[[ Exercise materials open ]]

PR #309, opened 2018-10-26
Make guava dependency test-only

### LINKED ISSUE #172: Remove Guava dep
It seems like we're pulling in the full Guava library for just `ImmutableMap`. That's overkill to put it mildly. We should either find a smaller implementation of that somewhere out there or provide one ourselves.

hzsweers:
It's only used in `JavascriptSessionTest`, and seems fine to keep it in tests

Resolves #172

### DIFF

[[ Exercise materials closed ]]
[[ Exercise materials open ]]

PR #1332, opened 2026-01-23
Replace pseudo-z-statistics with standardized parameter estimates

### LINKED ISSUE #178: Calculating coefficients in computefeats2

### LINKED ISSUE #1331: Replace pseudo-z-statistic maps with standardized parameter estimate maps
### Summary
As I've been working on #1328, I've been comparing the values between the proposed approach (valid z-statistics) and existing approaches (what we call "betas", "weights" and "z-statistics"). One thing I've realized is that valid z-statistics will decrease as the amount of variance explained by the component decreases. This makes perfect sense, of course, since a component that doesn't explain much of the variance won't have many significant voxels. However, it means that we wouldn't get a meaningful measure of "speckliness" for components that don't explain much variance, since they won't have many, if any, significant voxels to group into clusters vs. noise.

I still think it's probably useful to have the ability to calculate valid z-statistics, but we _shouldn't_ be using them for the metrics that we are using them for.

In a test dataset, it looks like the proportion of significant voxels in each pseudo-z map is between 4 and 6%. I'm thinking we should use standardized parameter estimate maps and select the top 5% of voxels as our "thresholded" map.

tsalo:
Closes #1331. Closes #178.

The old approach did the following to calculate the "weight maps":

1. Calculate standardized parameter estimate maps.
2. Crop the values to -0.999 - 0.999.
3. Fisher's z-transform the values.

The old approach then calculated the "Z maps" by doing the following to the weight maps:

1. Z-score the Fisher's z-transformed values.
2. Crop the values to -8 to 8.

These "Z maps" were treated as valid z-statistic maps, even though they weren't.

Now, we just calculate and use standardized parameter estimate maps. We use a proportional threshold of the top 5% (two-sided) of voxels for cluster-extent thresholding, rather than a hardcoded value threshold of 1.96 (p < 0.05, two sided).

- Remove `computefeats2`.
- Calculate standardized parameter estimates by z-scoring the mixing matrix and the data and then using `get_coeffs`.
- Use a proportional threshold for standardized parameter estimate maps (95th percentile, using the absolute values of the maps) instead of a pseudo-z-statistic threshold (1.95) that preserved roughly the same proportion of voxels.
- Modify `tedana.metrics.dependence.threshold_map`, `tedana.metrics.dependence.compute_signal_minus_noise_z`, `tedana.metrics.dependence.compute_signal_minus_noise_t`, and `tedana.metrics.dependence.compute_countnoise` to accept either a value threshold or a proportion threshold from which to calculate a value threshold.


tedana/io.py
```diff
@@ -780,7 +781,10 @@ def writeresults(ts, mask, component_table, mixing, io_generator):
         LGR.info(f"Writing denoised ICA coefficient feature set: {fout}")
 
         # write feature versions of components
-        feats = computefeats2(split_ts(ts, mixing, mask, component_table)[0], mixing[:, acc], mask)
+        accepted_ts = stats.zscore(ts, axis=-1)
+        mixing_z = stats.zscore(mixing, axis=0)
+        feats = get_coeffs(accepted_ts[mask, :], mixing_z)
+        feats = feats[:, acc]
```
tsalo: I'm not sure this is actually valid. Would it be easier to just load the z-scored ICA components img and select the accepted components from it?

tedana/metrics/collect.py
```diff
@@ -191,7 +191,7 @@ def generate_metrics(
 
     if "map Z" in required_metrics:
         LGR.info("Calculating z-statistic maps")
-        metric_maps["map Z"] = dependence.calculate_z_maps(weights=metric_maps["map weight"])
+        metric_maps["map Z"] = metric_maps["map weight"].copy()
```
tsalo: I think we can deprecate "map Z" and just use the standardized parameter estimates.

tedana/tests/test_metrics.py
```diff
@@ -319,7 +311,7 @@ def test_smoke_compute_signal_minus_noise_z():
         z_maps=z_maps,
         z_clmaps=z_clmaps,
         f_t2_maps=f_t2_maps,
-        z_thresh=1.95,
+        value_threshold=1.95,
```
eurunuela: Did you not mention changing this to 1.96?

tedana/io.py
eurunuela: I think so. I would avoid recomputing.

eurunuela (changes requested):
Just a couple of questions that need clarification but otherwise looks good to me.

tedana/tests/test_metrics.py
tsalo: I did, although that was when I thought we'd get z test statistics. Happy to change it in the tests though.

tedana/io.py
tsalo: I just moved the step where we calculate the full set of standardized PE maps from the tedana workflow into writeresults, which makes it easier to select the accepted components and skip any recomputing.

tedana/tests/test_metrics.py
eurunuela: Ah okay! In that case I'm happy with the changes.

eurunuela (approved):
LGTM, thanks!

[[ Exercise materials closed ]]
[[ Exercise materials open ]]

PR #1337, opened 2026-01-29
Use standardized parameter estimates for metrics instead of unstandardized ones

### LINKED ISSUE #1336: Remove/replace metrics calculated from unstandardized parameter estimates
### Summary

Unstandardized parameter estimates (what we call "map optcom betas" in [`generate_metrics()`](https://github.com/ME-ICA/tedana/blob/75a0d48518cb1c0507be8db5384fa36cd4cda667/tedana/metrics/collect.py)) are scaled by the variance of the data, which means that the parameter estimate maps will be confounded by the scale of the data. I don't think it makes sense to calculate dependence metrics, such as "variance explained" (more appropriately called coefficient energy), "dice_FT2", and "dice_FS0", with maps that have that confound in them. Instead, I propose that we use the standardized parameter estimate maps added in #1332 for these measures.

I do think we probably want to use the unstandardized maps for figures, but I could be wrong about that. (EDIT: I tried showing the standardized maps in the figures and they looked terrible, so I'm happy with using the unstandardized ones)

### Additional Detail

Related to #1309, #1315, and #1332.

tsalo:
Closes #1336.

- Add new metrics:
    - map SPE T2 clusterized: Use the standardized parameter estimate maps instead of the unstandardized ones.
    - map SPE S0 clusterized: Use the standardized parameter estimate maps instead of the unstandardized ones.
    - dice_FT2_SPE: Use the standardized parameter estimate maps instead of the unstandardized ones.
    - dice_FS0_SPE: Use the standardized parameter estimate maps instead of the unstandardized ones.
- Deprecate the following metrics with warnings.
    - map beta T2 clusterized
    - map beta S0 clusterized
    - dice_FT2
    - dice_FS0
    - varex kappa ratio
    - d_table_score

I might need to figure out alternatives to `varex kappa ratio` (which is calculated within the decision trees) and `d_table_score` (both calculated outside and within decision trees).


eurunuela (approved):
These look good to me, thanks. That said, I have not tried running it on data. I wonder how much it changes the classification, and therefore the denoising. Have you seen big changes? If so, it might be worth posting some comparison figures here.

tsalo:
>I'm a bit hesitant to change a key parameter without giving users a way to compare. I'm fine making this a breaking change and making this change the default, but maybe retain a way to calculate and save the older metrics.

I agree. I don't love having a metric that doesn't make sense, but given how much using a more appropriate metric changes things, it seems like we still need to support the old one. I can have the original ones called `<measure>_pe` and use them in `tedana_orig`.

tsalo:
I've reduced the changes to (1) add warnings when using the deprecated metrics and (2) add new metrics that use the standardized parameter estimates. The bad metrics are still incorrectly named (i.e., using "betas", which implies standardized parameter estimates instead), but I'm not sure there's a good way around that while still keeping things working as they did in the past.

[[ Exercise materials closed ]]

### Work instruction
For every line in the data above that holds "much", return the line itself.

### Written reply
As I've been working on #1328, I've been comparing the values between the proposed approach (valid z-statistics) and existing approaches (what we call "betas", "weights" and "z-statistics"). One thing I've realized is that valid z-statistics will decrease as the amount of variance explained by the component decreases. This makes perfect sense, of course, since a component that doesn't explain much of the variance won't have many significant voxels. However, it means that we wouldn't get a meaningful measure of "speckliness" for components that don't explain much variance, since they won't have many, if any, significant voxels to group into clusters vs. noise.
These look good to me, thanks. That said, I have not tried running it on data. I wonder how much it changes the classification, and therefore the denoising. Have you seen big changes? If so, it might be worth posting some comparison figures here.
I agree. I don't love having a metric that doesn't make sense, but given how much using a more appropriate metric changes things, it seems like we still need to support the old one. I can have the original ones called `<measure>_pe` and use them in `tedana_orig`.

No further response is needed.